Ajaklah ke jalan Tuhanmu dengan himah dan nasihat yang baik dan bantahlah mereka dengan cara yang lebih baik. Tuhanmu, Dialah yang lebih mengetahui siapa yang sesat dari jalanNya dan Dialah yang lebih mengetahui mereka yang mendapat petunjuk.
Karena mengajak mereka yang belum di jalan Tuhan, maka wallahu a'lam diperlukan cara yang sesuai dengan yang namanya ajakan; dengan hikmah dan mau'izhah hasanah. Apabila mesti berbantah, hendaklah dengan cara yang paling baik. (Maka kecenderungan melibas mereka yang belum/tidak di jalan Tuhan, sama halnya dengan menghendaki tidak difungsikannya ayat dakwah ini). Bahkan untuk mendakwahi Fira'un pun, Allah SWT berfirman kepada kedua utusanNya, Nabi Musa dan Nabi Harus, "Faquulaa lahu qaulan layyinan..." (Q. 20:44) "Dan berbicaralah kalian berdua kepadanya dengan kata-kata yang lemah lembut..."
Kiranya dengan cara yang diajarkan Tuhannya inilah, Nabi Muhammad SAW sukses dalam dakwahnya. Dan untuk konteks Indonesia, cara ini pulalah kiranya yang menyebabkan dakwah para Walisongo berhasil.
Lalu bagaimana dengan amar-ma'ruf nahi 'anil-munkar yang bernuansa kebih 'keras'? Amar ma'ruf nahi 'anil-munkar (seharusnya) merupakan ciri komunitas orang-orang mukmin yang tentu saja sudah berada di jalan Allah SWT. (Baca misalnya, Q. 3: 110, 114; 9: 71).

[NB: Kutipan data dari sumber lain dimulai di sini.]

PR #3740, opened 2017-05-04
[Hunter] Implement Aspect of the Wild GCD reduction from 7.2.5 PTR

overmind2:
Following the implementation of the Adrenaline Rush GCD modification in sc_rogue.cpp.

Also remove two spurious lines in sc_action.cpp: P_{CRIT,COOLDOWN}
are valid values for misc_value1() but not for subtype().


overmind2:
Closing this as 80eafff already implemented this in a more correct way.

PR #3746, opened 2017-05-09
[Hunter] Make FotE and its effect on Mongoose Fury work accurately

Jayezi:
The sv apl dude was in discord trying to mess with interrupting the channel and it turned out this hadn't been updated in a year.


nuoHep:
I'd drop `virtual` from the `last_tick` override, but meh. Not worth respinning it due to this. Merged as is.
Thanks.

PR #3768, opened 2017-05-21
[Blood] fixing marrowrend + bone shield stacks + adding basic apl

seanpeters86:
Marrowrend now properly adds stacks based on artifact abilities, and whether dancing rune weapon is active. 

Bloodworms is also a WIP addition as well.

First pass at a rotation has been added, did not add food buff as currently there is no way to manually set suramar feast to 500 STR (default to 500 Stamina for tanks, however most tanks chose to eat the food buff in DPS spec to get the strength instead). Able to add ```enchant_strength=500``` to combat this, but not sure if this can easily be added in the apl.

### DIFF
--- a/engine/class_modules/sc_death_knight.cpp
+++ b/engine/class_modules/sc_death_knight.cpp
@@ -7363,8 +7363,42 @@ void death_knight_t::default_apl_dps_precombat()
 
 void death_knight_t::default_apl_blood()
 {
-    // TODO: mrdmnd - implement
-  default_apl_frost();
+  action_priority_list_t* def = get_action_priority_list( "default" );
+  action_priority_list_t* st  = get_action_priority_list( "st" );
+
+  // Setup precombat APL for DPS spec
+  default_apl_dps_precombat();
+
+  // Racials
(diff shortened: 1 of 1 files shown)


AlexanderKenny:
For the basic APL probably want to setup default food for blood instead of 'disabled' and you may wish to just use 'potion' instead of 'potion,name=prolonged_power' for the in-combat potion (same as the pre-combat one currently is). This would allow a user to use the potion override to edit the in-combat potion without having to generate the APL and then edit it manually.

seanpeters86:
@AlexanderKenny just changed the potion line, good call there. I added the explanation of the food buff problem above, not sure how to handle it. 

```
First pass at a rotation has been added, did not add food buff as currently there is no way to manually set suramar feast to 500 STR (default to 500 Stamina for tanks, however most tanks chose to eat the food buff in DPS spec to get the strength instead). Able to add enchant_strength=500 to combat this, but not sure if this can easily be added in the apl.
```

AlexanderKenny:
Fair point on the feast missed that on your initial comment. Probably still worth putting something there in the meantime (whether lemon_herb_filet or one of the 375 stat foods).

PR #3780, opened 2017-05-29
Fix arcane burn duration value to return previous burn length

AlexanderKenny:
if outside burn phase (or current burn duration if inside one). last_disable and last_enable default to timespan_t::zero() anyway so in the scenario that neither has been set and we are outside burn (I.E. before the first burn takes place) they will return 0 duration as previous anyway.


vituscze:
It looks like current Arcane APLs do not rely on this behavior, so I'm just going to adjust the wiki and leave it as-is.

Dalam bahasa Al Quran, mereka satu sama lain adalah waliy (dalam bahasa Jawa, saya mengartikan waliy dengan bolo, kebalikan dari musuh).
Di dalam komunitas seperti ini, perintah berbuat ma'ruf dan larangan berbuat kemungkaran merupakan keniscayaan. Sebab mereka semua ada di satu jalan dan menuju satu tujuan. Jalan menuju keselamatan dan kebahagiaan bersama. Kalau boleh kita urutkan, pertama-tama dakwah; kemudian amar ma'ruf-nahi munkar. Wallahu a'lam.